BEGIN RECORDS

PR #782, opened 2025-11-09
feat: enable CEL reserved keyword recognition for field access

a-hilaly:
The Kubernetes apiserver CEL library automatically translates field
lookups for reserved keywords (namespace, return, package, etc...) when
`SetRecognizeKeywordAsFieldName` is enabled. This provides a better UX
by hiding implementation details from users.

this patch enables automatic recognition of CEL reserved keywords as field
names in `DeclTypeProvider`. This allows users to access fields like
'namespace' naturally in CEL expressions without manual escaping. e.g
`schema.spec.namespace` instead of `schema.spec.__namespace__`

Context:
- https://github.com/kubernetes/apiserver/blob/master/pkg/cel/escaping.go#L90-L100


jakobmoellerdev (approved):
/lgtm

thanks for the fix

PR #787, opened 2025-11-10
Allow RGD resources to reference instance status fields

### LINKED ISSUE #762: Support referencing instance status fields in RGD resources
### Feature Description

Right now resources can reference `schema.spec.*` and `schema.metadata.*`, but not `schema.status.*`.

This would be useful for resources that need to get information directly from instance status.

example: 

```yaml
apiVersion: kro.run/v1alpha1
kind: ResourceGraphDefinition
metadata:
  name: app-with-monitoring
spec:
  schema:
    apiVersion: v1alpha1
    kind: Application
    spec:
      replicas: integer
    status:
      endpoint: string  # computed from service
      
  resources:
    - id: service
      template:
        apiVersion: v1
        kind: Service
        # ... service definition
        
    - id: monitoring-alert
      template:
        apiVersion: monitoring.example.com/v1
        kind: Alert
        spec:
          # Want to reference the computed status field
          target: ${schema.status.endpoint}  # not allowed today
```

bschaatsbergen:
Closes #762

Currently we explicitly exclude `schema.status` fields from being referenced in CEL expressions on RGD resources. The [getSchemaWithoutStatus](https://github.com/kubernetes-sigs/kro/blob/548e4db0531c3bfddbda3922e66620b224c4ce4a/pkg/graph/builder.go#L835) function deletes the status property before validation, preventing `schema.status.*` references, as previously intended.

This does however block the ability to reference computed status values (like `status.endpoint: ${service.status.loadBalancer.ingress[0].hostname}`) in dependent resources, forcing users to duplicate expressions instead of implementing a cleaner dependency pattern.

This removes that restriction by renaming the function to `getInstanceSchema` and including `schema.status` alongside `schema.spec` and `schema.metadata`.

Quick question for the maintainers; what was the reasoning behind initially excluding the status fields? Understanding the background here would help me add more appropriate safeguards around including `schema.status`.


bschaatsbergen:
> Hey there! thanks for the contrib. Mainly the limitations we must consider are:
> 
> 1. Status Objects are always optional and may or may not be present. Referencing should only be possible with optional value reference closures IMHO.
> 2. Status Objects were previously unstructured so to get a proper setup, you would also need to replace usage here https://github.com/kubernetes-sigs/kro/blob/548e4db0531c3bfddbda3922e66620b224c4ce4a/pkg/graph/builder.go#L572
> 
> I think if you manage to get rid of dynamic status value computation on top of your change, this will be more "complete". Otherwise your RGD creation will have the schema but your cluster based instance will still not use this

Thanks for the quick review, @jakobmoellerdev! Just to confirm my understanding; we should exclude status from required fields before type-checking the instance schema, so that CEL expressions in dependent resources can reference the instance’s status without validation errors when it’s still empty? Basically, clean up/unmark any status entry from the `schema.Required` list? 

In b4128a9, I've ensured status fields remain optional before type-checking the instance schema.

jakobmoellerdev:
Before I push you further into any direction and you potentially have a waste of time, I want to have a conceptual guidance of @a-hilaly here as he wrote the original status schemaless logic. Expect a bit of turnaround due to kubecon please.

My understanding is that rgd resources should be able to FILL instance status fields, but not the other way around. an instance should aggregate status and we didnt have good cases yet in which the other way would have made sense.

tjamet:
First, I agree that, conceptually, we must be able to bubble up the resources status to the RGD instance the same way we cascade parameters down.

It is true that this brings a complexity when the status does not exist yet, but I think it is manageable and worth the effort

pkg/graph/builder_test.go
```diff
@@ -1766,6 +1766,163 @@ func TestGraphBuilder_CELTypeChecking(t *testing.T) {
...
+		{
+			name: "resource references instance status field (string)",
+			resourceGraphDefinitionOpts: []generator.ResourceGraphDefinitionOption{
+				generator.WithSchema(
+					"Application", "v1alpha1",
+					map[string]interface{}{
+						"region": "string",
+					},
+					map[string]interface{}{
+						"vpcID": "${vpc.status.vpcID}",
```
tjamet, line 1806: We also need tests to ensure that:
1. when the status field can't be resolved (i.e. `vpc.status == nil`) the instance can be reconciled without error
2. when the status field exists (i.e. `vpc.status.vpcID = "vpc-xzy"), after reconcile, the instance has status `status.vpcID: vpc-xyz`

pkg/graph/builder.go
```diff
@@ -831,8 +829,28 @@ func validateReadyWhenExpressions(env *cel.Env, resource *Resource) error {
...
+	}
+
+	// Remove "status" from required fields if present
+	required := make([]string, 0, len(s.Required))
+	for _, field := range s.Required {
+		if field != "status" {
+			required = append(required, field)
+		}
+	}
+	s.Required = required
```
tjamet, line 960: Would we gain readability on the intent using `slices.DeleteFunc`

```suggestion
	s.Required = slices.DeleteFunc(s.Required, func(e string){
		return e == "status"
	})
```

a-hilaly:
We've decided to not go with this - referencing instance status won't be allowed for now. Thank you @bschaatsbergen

END RECORDS

| HOW TO COMPLETE THIS TASK |
Extract, please, the lines from the start of the entries above through the one with "access fields like", both included, reproducing each exactly and adding nothing.

| YOUR SOLUTION |
PR #782, opened 2025-11-09
feat: enable CEL reserved keyword recognition for field access

a-hilaly:
The Kubernetes apiserver CEL library automatically translates field
lookups for reserved keywords (namespace, return, package, etc...) when
`SetRecognizeKeywordAsFieldName` is enabled. This provides a better UX
by hiding implementation details from users.

this patch enables automatic recognition of CEL reserved keywords as field
names in `DeclTypeProvider`. This allows users to access fields like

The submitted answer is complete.